Club studies hacking
John Cameron | Monday, August 27, 2012
Students who have fallen victim to a computer virus or identity theft before are all too aware of the importance of computer security. But a group of Notre Dame students is exploring the process of hacking to promote computer skills.
In the academic world, computer scientists and engineers study computer hacking to gain a better understanding of how to protect against it.
A new initiative by Notre Dame’s Linux Users Club, a group focused on educating students about the open-source Linux operating system, is intended to encourage members to explore computer hacking.
Senior Jared Schneider, a computer science major in the club, is working on the initiative. He ultimately hopes for the club to compete in national hacking challenges, such as DEF CON, the preeminent hacking convention held in Las Vegas every summer.
“The idea is to get everybody, no matter what [his or her] major or skill level, to the same point,” he said. “Then from there, we get the ball rolling. We’re years of dedication away from that.”
Schneider found inspiration for the initiative from other schools’ hacking clubs, especially Carnegie Mellon University’s.
“Carnegie has this team, [Plaid Parliament of Pwning], that consecutively ranks [in the] top-ten at the hacking challenges,” he said. “They got second at DEF CON with a team of 11 people. The first-place team had 80.”
While Schneider doesn’t have any hopes of the club sending a team to DEF CON in the near future, he would like to see them compete at some level.
“Usually there are qualifiers to the events,” he said. “They’re usually remote, so we could probably participate in one of those.”
Schneider hopes the club will work toward a competitive skill level through the study of reverse engineering.
“When you code something, you put it into a form that only the computer can understand for the most part,” he said. “Reverse engineering is like taking the cow out of a hamburger. You’re bringing out code that is unusable to anyone but the computer, and bringing that back into usable form.”

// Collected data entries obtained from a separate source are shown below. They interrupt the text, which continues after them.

PR #2523, opened 2025-04-25
Optimise fetching most recent two activities on queue view

kevincarrogan:
The main issue here was that the original query was getting all of the activity updates, serializing them all and then chucking nearly all of the results away.

In testing there was a page that was serializing ~2000 activity updates and then pruning this down to ~50.

This does the pruning much earlier and thus only needs to serializer activities that it definitely needs.

[LTD-6176](https://uktrade.atlassian.net/browse/LTD-6176)

[LTD-6176]: https://uktrade.atlassian.net/browse/LTD-6176?atlOrigin=eyJpIjoiNWRkNTljNzYxNjVmNDY3MDlhMDU5Y2ZhYzA5YTRkZjUiLCJwIjoiZ2l0aHViLWNvbS1KU1cifQ

### DIFF
--- a/api/audit_trail/managers.py
+++ b/api/audit_trail/managers.py
@@ -48,19 +48,26 @@ class AuditManager(GFKManager):
     def get_latest_activities(self, case_ids: List, number_of_results):
         obj_type = ContentType.objects.get_for_model(Case)
 
-        latest_activities = (
-            self.get_queryset()
-            .filter(Q(action_object_content_type=obj_type) | Q(target_content_type=obj_type))
-            .annotate(
-                activity_case_id=DBCase(
-                    When(target_content_type=obj_type, then=F("target_object_id")),
-                    When(action_object_content_type=obj_type, then=F("action_object_object_id")),
-                )
-            )
-            .annotate(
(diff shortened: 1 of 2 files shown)


Tllew (approved):
Change looks good, there's some functionality changing here though with it going from "most recent 2 records only" to any activity_obj, are we able to/do we want to test this?

api/audit_trail/managers.py
```diff
@@ -40,20 +47,27 @@ def create(self, *args, **kwargs):
...
+                When(target_content_type=obj_type, then=F("target_object_id")),
+                When(action_object_content_type=obj_type, then=F("action_object_object_id")),
+            )
         )
+        case_related_activities = case_related_activities.filter(activity_case_id__in=case_ids)
+
+        # We can now find the latest `n` activities using a window function.
+        top_n_activities = case_related_activities.annotate(
+            case_row=Window(expression=RowNumber(), partition_by=["activity_case_id"], order_by="-created_at")
+        ).filter(case_row__lte=number_of_results)
```
currycoder, line 71: So much better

He said many universities do not provide education in this area of computer science.
“A lot of people don’t like to teach it because it’s also a way to steal things,” he said. “If Microsoft comes out with a great new program, reverse engineering is a way to go into its code and find out how it works, and that’s where intellectual property issues come up.”
The reverse-engineering initiative is putting a unique twist on the club’s stated purpose, Schneider said.
“The idea of the club is basically to introduce people to Linux,” he said. “It’s about creating an environment for professors and students to work together … There’s a lot of untapped potential there.”
Whether or not the club ever makes it to DEFCON, Schneider said the skills gained by competitive hacking training would benefit the club’s members.
“[Hacking] is about self-guided learning and learning a different way to look at things,” he said. “It’s not about placing in competitions.”